3.4配置文件hive-site.xml

cd /data/CDH/hive-1.1.0-cdh5.14.0/conf

vi hive-site.xml

#添加如下內容

<?xml version="1.0" encoding="UTF-8" standalone="no"?>

<?xml-stylesheet type="text/xsl" href="configuration.xsl"?>

<configuration>

  <property>

    <name>javax.jdo.option.ConnectionURL</name>

    <value>jdbc:derby:;databaseName=metastore_db;create=true</value>

  </property>

    <property>

    <name>javax.jdo.option.ConnectionDriverName</name>

    <value>org.apache.derby.jdbc.EmbeddedDriver</value>

  </property>

    <property>

    <name>javax.jdo.option.ConnectionUserName</name>

    <value>APP</value>

  </property>

    <property>

    <name>javax.jdo.option.ConnectionPassword</name>

    <value>mine</value>

  </property>

</configuration>

3.5創建HDFS目錄(這里好像非必須的,也可不操作)

cd /data/CDH/hive-1.1.0-cdh5.14.0

mkdir hive_hdfs

cd hive_hdfs

hdfs dfs -mkdir -p warehouse #使用這條命令的前提是hadoop已經安裝好了

hdfs dfs -mkdir -p tmp

hdfs dfs -mkdir -p log

hdfs dfs -chmod -R 777 warehouse

hdfs dfs -chmod -R 777 tmp

hdfs dfs -chmod -R 777 log

 

3.6初始化hive (建議在安裝目錄的bin目錄里執行)

cd  /data/CDH/hive-1.1.0-cdh5.14.0/bin

schematool -dbType derby –initSchema

#如果需要反復執行schematool -dbType derby –initSchema ,可以手動刪除或重命名metastore_db目錄。

 

 

 

3.7啟動hive

hive --service metastore &    #可在任意目錄輸入

hive --service hiveserver2 &    #可在任意目錄輸入

3.8使用hive

hive  #可在任意目錄輸入

3.9安裝hive時的異常處理

3.9.1 java.lang.ClassNotFoundException: org.htrace.Trace

從maven倉庫中下載htrace-core.jar包拷貝到$HIVE_HOME/lib目錄下

<!-- https://mvnrepository.com/artifact/org.htrace/htrace-core -->

<dependency>

    <groupId>org.htrace</groupId>

    <artifactId>htrace-core</artifactId>

    <version>3.0</version>

</dependency>

 

cp /data/install_pkg_apache/htrace-core-3.0.jar /data/CDH/hive-1.1.0-cdh5.14.0/lib

cd /data/CDH/hive-1.1.0-cdh5.14.0/bin

 

3.9.2 [ERROR] Terminal initialization failed; falling back to unsupported java.lang.IncompatibleClassChangeError: Found class jline.Terminal, but interface was expected

處理方案:從maven倉庫中下載 jline-2.12.jar(上傳到當前服務器)

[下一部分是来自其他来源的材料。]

PR #389, opened 2016-05-14
Document deregister behavior

### LINKED ISSUE #351: EventLoop::deregister(TcpStream) falls to 'No such file or directory (os error 2)'
Hello,  
after a TCP socket is shutdown by remote host call to `EventLoop::deregister(TcpStream)` fails with error *No such file or directory (os error 2)*. MIO v0.4.x lacks of that behavior so I was able to deregister active or shutdown sockets without getting the error.  
In my project sockets can be closed by my application or by remote hosts and I need to deregister them properly. Is there a way I can test if socket is active before call to `EventLoop::deregister`?  
I run on Mac OS X El Captain, Rust 1.6, branch `master`.

hjr3:
- explain that closing the socket is usually good enough
- warn against using deregister with kqueue edge+oneshot

Fixes #351

### DIFF
--- a/src/event_loop.rs
+++ b/src/event_loop.rs
@@ -265,6 +265,13 @@ impl<H: Handler> EventLoop<H> {
     }
 
     /// Deregisters an IO handle with the event loop.
+    ///
+    /// Both kqueue and epoll will automatically clear any pending events when closing a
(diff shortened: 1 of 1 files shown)


carllerche:
Thanks, merged here 34ac135025acb95c62516aa91148ffe64c86ce0c

PR #396, opened 2016-05-28
Update dependencies

alexbool:


carllerche:
Hi, thanks for submitting the PR. I think that the current versioning strategy works for Mio. It's important to note that Mio is not pinned to exact versions of dependencies, but is allowed to pull in any newer version than specified that satisfies semver.

PR #407, opened 2016-06-13
fix/windows-crash: fix crash due to unwrap on Windows

ustulation:
We run into cases every now and then when the remote address returned by miow crate is None. This usually happens during severing of connection and hence we are no longer interested in the remote address anyway. However mio crate tries to unwrap the returned option crashing in several of our usages (esp. when stressed). This fix aims to prevent that crash.

### DIFF
--- a/src/sys/unix/tcp.rs
+++ b/src/sys/unix/tcp.rs
@@ -5,11 +5,11 @@ use std::net::{self, SocketAddr};
 use std::os::unix::io::{RawFd, FromRawFd, AsRawFd};
 
 use libc;
-use net2::{TcpStreamExt, TcpListenerExt};
+use net2::{TcpStreamExt};
 use nix::fcntl::FcntlArg::F_SETFL;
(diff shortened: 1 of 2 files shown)


ustulation:
eh, this was a windows only fix and travis fails for nightly - the base branch seems to have trouble with with nightly travis build already ?

carllerche:
Yeah :( I'm trying to get this fixed, but it seems like a bunch of dependencies are having trouble.

alexcrichton:
Looks like this was merged in https://github.com/carllerche/mio/commit/d1e3a78a51265291101353b91ddf59d1e1fb70b9, so closing.

ustulation:
Ah yes i had raised to master and but it was required to raise a similar one for back-port according to https://github.com/carllerche/mio/issues/406#issuecomment-225561974 hence this PR. But i think things are all gearing up for 0.6.0 so this PR isn't required anymore.

PR #414, opened 2016-06-24
deps: use nix 0.6.0 from crates.io

posborne:
After a bit of a drought, a new release of nix has been published
to crates.io.  Minor changes were required in order to get things
working again related to some small API changes to properly model
flags to calls like `recvmsg`.

Signed-off-by: Paul Osborne <osbpau@gmail.com>

### DIFF
--- a/Cargo.toml
+++ b/Cargo.toml
@@ -1,7 +1,7 @@
 [package]
 
 name          = "mio"
-version       = "0.5.0"
+version       = "0.5.2-dev"
 license       = "MIT"
 authors       = ["Carl Lerche <me@carllerche.com>"]
 description   = "Lightweight non-blocking IO"
@@ -19,7 +19,7 @@ exclude       = [
 
 [dependencies]
 log    = "0.3.1"
-nix    = { git = "https://github.com/carllerche/nix-rust", rev = "c4257f8a76" }
+nix    = "0.6.0"
 libc   = "0.2.4"
 slab   = "0.1.0"
 time   = "0.1.33"
--- a/.travis.yml
+++ b/.travis.yml
@@ -3,7 +3,7 @@ rust:
   - nightly
   - stable
   # The following Rust version represents the oldest supported version of Mio
-  - 1.6.0
+  - 1.8.0
 
 os:
   - linux
--- a/src/sys/unix/uds.rs
+++ b/src/sys/unix/uds.rs
@@ -4,6 +4,7 @@ use sys::unix::{net, nix, Socket};
 use std::io::{Read, Write};
 use std::path::Path;
 use std::os::unix::io::{RawFd, IntoRawFd, AsRawFd, FromRawFd};
+use nix::sys::socket::MsgFlags;
 pub use nix::sys::socket::Shutdown;
 
 #[derive(Debug)]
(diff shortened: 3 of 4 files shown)


posborne:
`test test_timer::test_edge_without_polling` seems to fail intermittent.  Has anyone seen this on other branches or could this be specific to the nix change?

posborne:
> test test_timer::test_edge_without_polling seems to fail intermittent. Has anyone seen this on other branches or could this be specific to the nix change?

I looked into this and have included a fix although it is not directly related to the subject matter of this PR.  If you would like I can split.  Read the commit comments for more details: https://github.com/carllerche/mio/pull/414/commits/89489d07d39d474d3a112c773a60d6817d0560dd

posborne:
@alexcrichton @carllerche It looks like I might be bumping into https://github.com/rust-lang/cargo/issues/2090 with 1.6.0 (or at least something with similar symptoms).  Suggestions on how to fix?  Another option would be to move to only supporting rustc 1.8.0+ (which also solves net2 compat issues); I don't love that idea as I am currently using 1.7.0 (via https://github.com/meta-rust/meta-rust).

Cargo.toml
```diff
@@ -19,14 +19,14 @@ exclude       = [
...
-nix    = { git = "https://github.com/carllerche/nix-rust", rev = "c4257f8a76" }
+nix    = "0.6.0"
 libc   = "0.2.4"
 slab   = "0.1.0"
 time   = "0.1.33"
 bytes  = "0.3.0"
 winapi = "0.2.1"
 miow   = "0.1.1"
-net2   = { version = "0.2.19", default-features = false }
+net2   = { version = ">=0.2.19,<=0.2.23", default-features = false }
```
alexcrichton: I think this is why historical Cargo is hanging, and in general this is not idiomatic in Cargo and can cause lots of resolution problems. How come 0.2.24+ is undesirable?

posborne: 0.2.24 uses the new `cfg` syntax in Cargo.toml which is not compatible with the version of Cargo shipping with rust prior to 1.8.0.

alexcrichton: Is that just the " vs the ' in Cargo.toml? Older Cargos should just ignore the `cfg` business and there should be sections for compatibility there otherwise.

posborne: > Is that just the " vs the ' in Cargo.toml? Older Cargos should just ignore the cfg business and there should be sections for compatibility there otherwise.

Here's the failure without limiting to preventing going to .24: https://travis-ci.org/carllerche/mio/builds/140069153.  Are you saying that 1.6.0 should be able to parse the `cfg` if the syntax in net2 was different (using double quotes)?  If those blocks were ignored, I do not see how net2 would have all required dependencies: https://github.com/rust-lang-nursery/net2-rs/blob/master/Cargo.toml

alexcrichton: Ah yeah if the single quotes are changed to double quotes it'll parse successfully and Cargo will ignore it basically. We can add back in a few explicit sections (e.g. `target.${target_name}.dependencies`) for necessary platforms. All that being said though the case for older compatibility is pretty thin, so it may not be worth it.

In any case though I would not recommend merging this PR until this dependency ceiling is lifted as it's very likely to wreak havoc in the large ecosystem that depends on mio

carllerche: For better or for worse, the version of Cargo included w/ each version of Rust also needs to be supported on the same semver point release. If you break compatibility w/ Cargo you need to bump the semver..

I think net2 was fixed though

carllerche:
This is in now.. Thanks

PR #417, opened 2016-06-27
Clarify the meaning of None in run_once

aidanhs:


mayhewj:
The comment inside the function should probably be updated too.

carllerche:
Thanks. Merged here: 49b8e3f0fc12ddd7f95d68cfce8c70dc3effa804

PR #422, opened 2016-07-06
Use AtomicUsize to get TCP/UDP streams Sync

alexcrichton:
Also add impls of Read/Write for &TcpStream and such to ensure the methods an be
called concurrently as well.


carllerche:
Merged into `dev` 5c651b1d4ecbcbbd2c946b92f1ba8eb291f03efb

PR #425, opened 2016-07-09
Extract Events from Poll

alexcrichton:
This will eventually allow one Poll to be used from multiple threads because the
methods now only all need `&self` rather than `&mut self`


carllerche:
Merged into `dev`, waiting for CI to pass. 578c2c5dd7de034edffebadff5ae4e8cafaaa67c

PR #426, opened 2016-07-09
Use `ReadinessQueue` on Windows

alexcrichton:
One of the major motivations for adding the `ReadinessQueue` was indeed using it
on Windows! The implementation in `poll` is more battle-tested than the
implementation in `src/sys/windows` already, so let's switch over to using it.

This should also end up being more performant as well as we're able to drop a
few locks here and there, yay!

### DIFF
--- a/src/poll.rs
+++ b/src/poll.rs
@@ -1,8 +1,9 @@
 use {convert, sys, Evented, Token};
 use event::{self, EventSet, Event, PollOpt};
 use std::{fmt, io, mem, ptr, usize};
-use std::cell::UnsafeCell;
+use std::cell::{UnsafeCell, Cell};
 use std::isize;
+use std::marker;
 use std::sync::Arc;
 use std::sync::atomic::{AtomicUsize, AtomicPtr, Ordering};
 use std::time::Duration;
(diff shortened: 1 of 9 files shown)


carllerche:
I tried to merge this into `dev`, but it seems like there are a ton of merge conflicts now :( I will take a look at them.

src/poll.rs
```diff
@@ -716,6 +747,7 @@ impl ReadinessQueue {
 }
 
 unsafe impl Send for ReadinessQueue { }
+unsafe impl Sync for ReadinessQueue {}
```
carllerche: Wait a minute... I must be missing some plot here. Why is this true?

carllerche: Specifically, my *assumptions* when building `ReadinessQueue` were MPSC.

carllerche:
Looking more at this PR, I think that there *should* be a way to implement this w/o exposing the readiness queue and only using the public API of `Poll`. Is there a reason why you think that this is not possible?

alexcrichton:
@carllerche I've rebased and managed to finagle it as well to retain the same API as before with `Poll` by just passing around `&Poll` more often.

carllerche:
Looks good to me! Unfortunately it looks like CI hung or something... let me check

carllerche:
This is on master now! Thanks.

PR #431, opened 2016-07-19
Finish completing accept/connect on Windows

### LINKED ISSUE #397: TcpStream::peer_addr and local_addr fail on Windows
I'm running into an issue where the same code behaves differently on Windows and Linux (big surprise :smile:). It's led one user to request changes to the API of WS-RS (see housleyjk/ws-rs#49), but I believe the underlying issue has to do with `peer_addr` and `local_addr` on Windows. This gist, derived from the simple TCP example in the docs and using only Mio, shows that the same code runs perfectly on Linux but fails on Windows: https://gist.github.com/housleyjk/fa0ab22ef2264818c43d25ab2ed76ffb. If possible, I would like to avoid needing to provide a Windows-specific API for obtaining the peer_addr in WS-RS, and I don't know how I can get the local_addr to work on Windows.

Thank you for your consideration!

alexcrichton:
Apparently there are extra steps that need to be taken after a socket finishes
being accepted and/or connected on Windows to prepare state like calling
getsockaddr and getpeeraddr. This updates the `miow` binding to where it has
these functions, then calls those functions in these situations.

Closes #397

### DIFF
--- a/Cargo.toml
+++ b/Cargo.toml
@@ -29,7 +29,7 @@ libc   = "0.2.4"
 
 [target.'cfg(windows)'.dependencies]
 winapi = "0.2.1"
-miow   = "0.1.1"
+miow   = "0.1.3"
 
 [dev-dependencies]
 env_logger = "0.3.0"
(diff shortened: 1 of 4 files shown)


alexcrichton:
For reference the associated runtime support is at https://github.com/alexcrichton/miow/commit/f987c98b3c0e30a390c3df13aeff528501b74ab3

carllerche:
Merged into dev: 3e18267ac71d26f47ad68baae87fb101d14fa987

cd /data/CDH/hadoop-2.6.0-cdh5.14.0/share/hadoop/yarn/lib

mv jline-2.11.jar jline-2.11.jar_bak

 

cd /data/CDH/hive-1.1.0-cdh5.14.0/lib

cp jline-2.12.jar /data/CDH/hadoop-2.6.0-cdh5.14.0/share/hadoop/yarn/lib

 

重新啟動 hadoop:

cd /data/CDH/hadoop-2.6.0-cdh5.14.0/sbin

sh stop-all.sh

sh start-all.sh

 

再次執行: schematool -dbType derby -initSchema

錯誤還在!!!

 

處理方案Plus:

vi /etc/profile

export HADOOP_USER_CLASSPATH_FIRST=true

再次執行: schematool -dbType derby -initSchema  (ok)

 

接着開始啟動hive:

./hive --service metastore &  

./hive --service hiveserver2 &

 

3.9.3 java.lang.RuntimeException: Unable to instantiate org.apache.hadoop.hive.ql.metadata.SessionHiveMetaStoreClient

參考博客地址: https://www.58jb.com/html/89.html

在Hive2.0.0以前的版本,需要在一個Hive的主節點上啟動兩個服務:metastore 、hiveserver2 才可以登陸到Hive的命令行下。(配置hive-site.xml再啟動即可)

 

hive --service metastore &

hive --service hiveserver2 &

 

3.10Hive基本操作測試

hive  #進入hive

#執行hql語句

show databases;

create database test;

use test;

create table user_test(name string) row format delimited fields terminated by '\001';

 

insert into table user_test values('zs');

select * from user_test;

 

4.安裝Impala

4.1磁盤擴容(服務器配置足夠的跳過即可)

需要來個小插曲,我這是自己搭建的centos環境,服務器配置不夠,需要加空間。

參考博客: http://blog.itpub.net/117319/viewspace-2125079/

windows操作進入cdm命令行:

C:\Users\kingdee\VirtualBox VMs\centos6\centos6.vdi

VBoxManage.exe modifymedium C:\Users\kingdee\VirtualBox VMs\centos6\centos6.vdi resize --20480  #這里運行有問題 因為文件名稱存在空格

 

C:

cd Users\kingdee\VirtualBox VMs\centos6

F:\VirtualBox\VBoxManage.exe modifymedium centos6.vdi --resize 20480  #這樣執行就可以啦

 

Centos操作:

fdisk -l

fdisk /dev/sda

n

p

3

回車 (使用默認)

+10G (分配的內存)

w (保存)

 

 

 

查看並立即刷新分區信息

cat /proc/partitions

reboot #重啟

mkfs -t ext3 /dev/sda3

格式分后再掛載到映射目錄

mount /dev/sda3 /home  #取消掛載命令umount /home

將 impala安裝在 /home目錄下

cd /home

mkdir data

mkdir CDH

mkdir impala_rpm

cd /home/data/CDH/impala_rpm

 

4.2安裝impala(ps:所有安裝包都放到/home/data/CDH/impala_rpm_install_pkg 目錄下 )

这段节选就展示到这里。